Behavioral outputs were tracked by custom LabVIEW software and analyzed using MATLAB at a frequency of 50 Hz. Percentage of error trials was calculated as the number of trials where the animals failed to collect all three rewards, divided by the number of laps. Rewards per lap were calculated as the total rewards collected divided by the total laps performed by the animal during a session. Spatial occupancy was calculated by dividing the linear track in 20 bins after trimming the extremities of the track (2% at the borders at which the track starts and ends/resets). Number of frames spent within each bin were then added up and converted into time spent for that trial and that animal. Halt in reward zone was measured as the average duration of the animal's halting in the reward zone for each session. Sessions were excluded from the analysis if a mouse completed <3 laps in 10 min or if no rewards were collected across the entire 10 min session.

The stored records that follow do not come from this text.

PR #462, opened 2020-08-28
Upgrade to Rails 6

jbirdjavi:


frett:
I'll defer to @knutsenm for review

jbirdjavi:
Deployed to staging.

app/validators/attachment_validator.rb
```diff
@@ -2,7 +2,9 @@
 
 class AttachmentValidator < ActiveModel::Validator
   def validate(model)
-    return unless Attachment.exists?(sha256: model.generate_sha256, resource: model.resource)
+    file = model.attachment_changes["file"].attachable
+    sha256 = XmlUtil.filename_sha(File.open(file).read)
+    return unless Attachment.exists?(sha256: sha256, resource: model.resource)
```
knutsenm, line 7: I'm not sure, but this seems repetitive of the changes to `generate_sha256`. Could this now be reverted?

db/schema.rb
```diff
@@ -222,6 +222,17 @@
...
+    t.integer "id"
+    t.boolean "is_published"
+    t.integer "version"
+    t.integer "resource_id"
+    t.integer "language_id"
+    t.string "translated_name"
+    t.string "translated_description"
+    t.string "manifest_name"
+  end
+
```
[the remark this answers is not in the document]
jbirdjavi: Good catch.  Fixed.

app/validators/attachment_validator.rb
jbirdjavi: So, I feel like you might be right, but the tests failed when I took it out.  The issue is that in Rails 5, the file would exist in the `file` attribute before a save, and in Rails 6, it no longer does.  I made another refactor to the `Attachment` model thinking it would allow this to be taken out, but tests still fail.  I can look more in depth tomorrow if you want.

knutsenm: > the tests failed when I took it out

When was that, mid-development, or after most commits? Maybe it will work now?

jbirdjavi: When I did my refactor yesterday it failed.  I'll investigate more this afternoon yet.

jbirdjavi: Okay, so the problem was that I didn't remove the extra validator code correctly.  It does work without it if I do it right.  :)

PR #466, opened 2020-09-02
some rspec improvements

soberstadt:
- allow using `--only-failures`
- remove database-cleaner as unnecessary (because we are running our tests in transactions)
- add spring to rspec


dbenton9 (commented):
I'm confused why we're adding `--only-failures` when we've already been able to use them?

I know sometimes when we have issues with a spec its because we need to run `spring stop`. Is adding spring to rspec going to inhibit us from running `spring stop`? Or will it be helping those instances we have issues with spring?

soberstadt:
@dbenton9  `--only-failures` requires `config.example_status_persistence_file_path` to be set (which I did in spec_helper.rb)

soberstadt:
Adding spring to rspec is what you have already experienced, that rspec starts up faster because of spring.

dbenton9 (approved):

PR #469, opened 2020-09-02
Add users and okta login support

soberstadt:
Depends on #465


soberstadt:
@frett this will add okta login support. I decided to add a new param (`okta_id_token`) to the existing auth endpoint which will return a similar JWT but with a user id in the payload. How does that sound?

.env
```diff
@@ -29,3 +29,7 @@ ADOBE_CAMPAIGN_ORG_ID=asdf
 ADOBE_CAMPAIGN_ORG_NAME=cru
 ADOBE_CAMPAIGN_TECH_ACCT=asdf
 ADOBE_CAMPAIGN_SIGNED_JWT=asdf
+
+OKTA_SERVER_URL=https://dev1-signon.okta.com
+OKTA_SERVER_PATH=https://dev1-signon.okta.com
+OKTA_SERVER_AUDIENCE=https://dev1-signon.okta.com
```
frett, line 35: I'm guessing you are using this as a placeholder value?

my basic understanding of the id_token at this point is that the audience should be the client_id that the token is generated for. This client_id should be unique per app/service that uses Okta for Auth.

frett:
@soberstadt I'm fine with re-using the existing auth endpoint, I'd also be fine if you wanted to setup new endpoints for auth providers going forward (e.g. `/auth/okta`).

does it complicate the logic having auth handle multiple authentication mechanisms vs having a new endpoint set up per auth provider?

.env
soberstadt: Yes, these are placeholder values. The code will actually support multiple audiences/client_ids which I think we will need to have the web and apps both use Okta login.

frett: just wanted to be sure since this is the first time I'm digging into how Okta handles auth between a mobile app and API

soberstadt:
@frett I could split them up, but I don't think the controller code is too complicated at this point (I moved the validation logic out to the service classes): https://github.com/CruGlobal/mobile-content-api/pull/469/files#diff-d6abe35e81895b206b18f8081d50019c

app/services/okta.rb
```diff
@@ -0,0 +1,69 @@
...
+    def fetch_jwks
+      path = if ENV["OKTA_SERVER_ID"].present?
+        "/oauth2/#{ENV["OKTA_SERVER_ID"]}/v1/keys"
+      else
+        "/oauth2/v1/keys"
+      end
+      response = get(path)
+      JSON.parse(response.body, symbolize_names: true)
+    end
+  end
```
dbenton9, line 65: I see this method constructing a path, then getting the path, and returning the response parsed by JSON to give us the JWKs. What are the JWKs and what are they for?

spec/services/okta_spec.rb
```diff
@@ -0,0 +1,58 @@
...
+    {
+      sub: "qwer",
+      email: "okta@okta.com",
+      first_name: "Okta",
+      lsat_name: "Test"
+    }
+  end
+  let(:jwt_payload) { okta_user_info.merge(exp: 1.minute.from_now.to_i) }
+  let(:jwt_default_payload) { {iss: ENV["OKTA_SERVER_PATH"], aud: ENV["OKTA_SERVER_AUDIENCE"]} }
+  let(:rsa_private) { OpenSSL::PKey::RSA.generate 2048 }
```
dbenton9, line 15: What is the `rsa_private`? I see its used to create the `jwk`.

app/models/auth_token.rb
```diff
@@ -51,7 +53,12 @@ def add_issued_at(payload)
   end
 
   def token
-    self.class.generic_token
+    if @user
+      payload = {user_id: @user.id, exp: expiration.to_i}
+      self.class.encode(payload)
```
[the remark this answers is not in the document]
soberstadt: Yes :)

app/models/user.rb
```diff
@@ -0,0 +1,7 @@
+class User < ApplicationRecord
+  validates :okta_id, uniqueness: true, presence: true
+
+  # while the email needs to be validated case-insensitively, we'll
+  # let Rails pass the insensitive check down to postgres's citext type
+  validates :email, uniqueness: {case_sensitive: true}, presence: true
```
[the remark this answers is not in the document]
soberstadt: by default rails makes an inificent uniqueness check if you use `case_sensitive: false` (`where('LOWER(email) = ?', email.downcase)`), but if you use `case_sensitive: true` it uses the slightly faster `where('email = ?', email)`. This ends up being equivalent behavior on the database because the field is treated as case insensitive. does that make sense? (answering questions like this help me get better at communicating about it 😀)

app/services/okta.rb
soberstadt: https://openid.net/specs/draft-jones-json-web-key-03.html
JWK (JSON web key) is a standard on how to structure public signing keys so clients know how to read them.
We use this public signing key (Okta's key) to confirm that the id_token was definitely made by our okta server.

I don't fully understand the internals public-private signing, but it's somewhat magical. Using a private key only the system with the private key can sign (or encrypt) the data, but anyone with the public key can confirm the paired private signed it.

spec/services/okta_spec.rb
soberstadt: RSA is a type of encryption key. Here we create a new public/private key for each test and then test decoding with that key.

app/models/user.rb
```diff
@@ -0,0 +1,7 @@
+class User < ApplicationRecord
+  validates :okta_id, uniqueness: true, presence: true
```
frett, line 2: do we not get a guid back in the OIDC id_token? we are tracking guids within Okta for users, and my understanding is that is still the preferred mechanism of connecting users via different systems.

app/models/user.rb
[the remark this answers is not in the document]
dbenton9: Yes, you explained this well. I understand now. Calling true on case_sensitive helps the sql query be more efficient, but the database still accomplishes the tasks of comparing insensitive case emails.

app/services/okta.rb
dbenton9: I dont fully comprehend this either but I think I get the gist. The public-private keys are used for signing to make sure the data is encrypted and unencrypted between our server and the intended recipients?

soberstadt: yeah, basically.

app/models/user.rb
soberstadt: We do get ssoguid back, I wasn't sure if that was a requirement for this or what the plan is for guids long term. if we're planning to migrate to okta user ids or something.

Do you think I should save the sso guid during login? are new okta users (outside cru) getting new ssoguids?

frett: new accounts get guids created for them, I think we are staying with guids because it's so integral to every system we have, and there isn't a point in migrating away from them.

the dev1 environment isn't set up to generate guids currently though, mainly because it doesn't have any of our infrastructure attached to it.

frett: I would say we would want to record guids to make it easier to integrate with other systems in the future if needed

soberstadt: If that is the case then I should be able to change to sso guid.

soberstadt: changes made in [`4f309af` (#469)](https://github.com/CruGlobal/mobile-content-api/pull/469/commits/4f309af7dbbba695e56328faa68af6e1de24a453)

dbenton9 (approved):

soberstadt:
I'm backing this out of staging because our stage database doesn't have the `citext` extension enabled :(

soberstadt:
I pulled this from staging again because it is failing to deploy, but I don't really know why.

frett:
I merged in master and reset the staging branch

frett:
@soberstadt I just got this rollbar crash on stage: https://rollbar.com/Cru/mobile-content-api/items/218/

frett:
I think the error was from a misconfigured `OKTA_SERVER_ID` environment variable, I just removed it and will be trying again shortly

app/services/okta.rb
```diff
@@ -0,0 +1,71 @@
...
+      User.find_by(sso_guid: user_info[:sso_guid])
+    end
+
+    def create_user(user_info)
+      User.create!(user_info)
+    end
+
+    def validate_okta_id_token(id_token)
+      payload = transform_jwt_payload JWT.decode(id_token, nil, true, jwt_options).first
+      raise "ID Token does not include sso guid, make sure login scope includes profile" unless payload[:sso_guid]
```
frett, line 28: I'm having trouble getting the `id_token` to actually include the sso guid, or any other profile claims beyond the minimal claims.

from the Okta [documentation](https://developer.okta.com/docs/reference/api/oidc/#scope-dependent-claims-not-always-returned)

> Scope-dependent claims are returned differently depending on the values in response_type and the scopes requested

We are using the recommended SPA authorization code flow, which doesn't appear to be including any custom profile attributes in the `id_token`. I was able to fetch all the attributes including `ssoGuid` using the corresponding `access_token` on the `/userinfo` endpoint

frett: this comment is no longer relevant since Spencer is switching to the `access_token`

PR #475, opened 2020-09-04
GT-933 - Fix custom tip update

soberstadt:
I wrote tests for the controller and got the same error that @frett was experiencing. I then fixed it exactly the way he thought we needed to. (maybe he should take over for me 😉)

See convo in previous PR: https://github.com/CruGlobal/mobile-content-api/pull/435#discussion_r458413836


knutsenm (approved):

frett (approved):
This is good to merge whenever

PR #476, opened 2020-09-04
fix code coverage reporting

soberstadt:
docs: https://github.com/simplecov-ruby/simplecov#filters

This should drop coverage percentage to about 95.83%

### DIFF
--- a/spec/rails_helper.rb
+++ b/spec/rails_helper.rb
@@ -4,7 +4,7 @@ require "simplecov"
 require_relative "./support/test_helpers"
 require_relative "./support/adobe_campaign_stub_helpers"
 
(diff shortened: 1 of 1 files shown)


spec/rails_helper.rb
```diff
@@ -4,7 +4,12 @@
 require_relative "./support/test_helpers"
 require_relative "./support/adobe_campaign_stub_helpers"
 
-SimpleCov.start
+SimpleCov.start 'rails' do
```
frett, line 7: it looks like the single quotes here breaks standardrb

soberstadt: sigh... yes. fixed.

frett (approved):

PR #554, opened 2020-12-31
GT-1005: use google analytics for global activity

dbenton9:
Google Analytics (GA) will be replacing Adobe Analytics for God Tools starting Jan 1, 2021.

This code replaces Adobe Analytics with GA for the Global Activity Report in God Tools.

Please note on review that while the code is 99% the one remaining thing is we're waiting on an S3 bucket setup by Brian Zoetewey's team that will be used hiding our secret key for GA API service account.


app/lib/update_global_activity_analytics.rb
```diff
@@ -51,61 +21,106 @@ def perform
   private
 
   def fetch_data
```
soberstadt, line 23: Since this method is only used in one place we could probably replace it with calling `google_analytics_report` directly.

app/lib/update_global_activity_analytics.rb
```diff
@@ -51,61 +21,106 @@ def perform
...
+      date_ranges: [date_range],
+      metrics: metrics,
+      dimensions: [countries_dimesion]
+    )
+  end
+
+  def google_analytics_report
+    # Create a new report request
+    request = Google::Apis::AnalyticsreportingV4::GetReportsRequest.new(
+      {report_requests: [sessions_and_users_request, gospel_presentations_request, countries_request]}
```
soberstadt, line 121: I'm surprised we need the `{}` here.
Does this work?
```suggestion
      report_requests: [sessions_and_users_request, gospel_presentations_request, countries_request]
```

soberstadt (changes requested):
This mostly looks good. Two little things and issues with the specs we can work on tomorrow.

soberstadt (approved):

PR #558, opened 2021-01-06
remove most aws gems

soberstadt:
while working on #554 I noticed we have a lot of aws gems in here. I think this is due to the aws sdk v2->v3 upgrade when they split them all out. We only actually need s3. Yay cleaner Gemfiles!


jbirdjavi (approved):

soberstadt:
@frett with this on staging on staging now, do you have anything you would like to see QAed before we deploy this? The first smoke test is boot-ability since the api now needs to fetch a file via S3 sdk.

frett:
@soberstadt just tested out publishing a tool, everything looks good to me

soberstadt:
@frett great, thanks for checking. I really don't see anywhere this would be a problem.

PR #612, opened 2021-02-18
GT-1081 enable strict XML validation

frett:
Previously the API would accept some badly formed XML.

For example, the following XML would be accepted as valid even though it didn't have a closing tag:
```xml
<page xmlns="https://mobile-content-api.cru.org">
```

### DIFF
--- a/app/validators/xml_validator.rb
+++ b/app/validators/xml_validator.rb
@@ -2,9 +2,12 @@
 
 class XmlValidator < ActiveModel::EachValidator
   def validate_each(record, attribute, value)
-    xml_errors = xsd(record).validate(Nokogiri::XML(value))
+    xml = Nokogiri::XML(value) { |config| config.strict }
+    xml_errors = xsd(record).validate(xml)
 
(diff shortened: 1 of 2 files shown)


frett:
I just tested this on stage and it is correctly rejecting badly formed xml

app/validators/xml_validator.rb
```diff
@@ -2,9 +2,12 @@
 
 class XmlValidator < ActiveModel::EachValidator
   def validate_each(record, attribute, value)
-    xml_errors = xsd(record).validate(Nokogiri::XML(value))
+    xml = Nokogiri::XML(value) { |config| config.strict }
+    xml_errors = xsd(record).validate(xml)
```
frett, line 6: should I keep this as a single statement? I originally split it into two when I was going to target the rescue to the xml parsing only, and not to the XSD validation

soberstadt: No, I like this better as two lines.

soberstadt (approved):

PR #649, opened 2021-04-06
implement a uniqueness validation on page by resource

andrewroth:


app/models/page.rb
```diff
@@ -7,5 +7,6 @@ class Page < AbstractPage
   validates :filename, presence: true
   validates :resource, presence: true
   validates :position, presence: true, uniqueness: {scope: :resource}
+  validates :filename, presence: true, uniqueness: {scope: :resource}
```
knutsenm, line 10: Should delete line 7

spec/models/page_spec.rb
```diff
@@ -37,6 +37,12 @@
     expect(result.errors["position"]).to include("has already been taken")
   end
 
+  it "cannot duplicate Resource ID and Filename" do
+    result = described_class.create(filename: "04_ThirdPoint.xml", resource_id: 1, structure: structure, position: 1)
+
+    expect(result.errors["filename"]).to include("has already been taken")
```
knutsenm, line 43: OK, but this also breaks the `position` validator, doesn't it?

knutsenm (changes requested):

app/models/page.rb
andrewroth: Thanks, I just pushed a fix. I also reordered the validations so the two scope ones are together, I think that looks a bit nicer

spec/models/page_spec.rb
andrewroth: True, doesn't affect the test, but I fixed it anyhow to make sure we're targeting only filename

knutsenm (approved):

frett (approved):
Tried it out on stage and everything is working correctly

frett:
@andrewroth I'm going to merge this in because it looks good to go

PR #650, opened 2021-04-07
upgrade to ruby 2.7.3 and rails 6.0.3.6

frett:


frett:
Unfortunately Travis doesn't support Ruby 2.6.7 or 2.7.3 yet, until then travis will remain broke. I only updated values and ran appropriate upgrade commands, I haven't actually tested this out yet.

jbirdjavi (approved):
I don't suspect there will be any issues with these updates, so I'm approving.  Up to you if you want to wait for Travis.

Experimental design and statistical analysis

Data are expressed as the mean ± SEM unless stated otherwise. All t tests are two-tailed unless specified. Normal distribution of means was tested using F test. Significance levels were set to p = 0.05. Sidak correction was applied to all multiple comparisons unless specified. Outlier data points were detected using the method of interquartile range. No statistical methods were used to predetermine sample size. Sample sizes were chosen on the basis of previous studies. Statistical tests were performed using SPSS (IBM) and GraphPad Prism version 6.01 (GraphPad).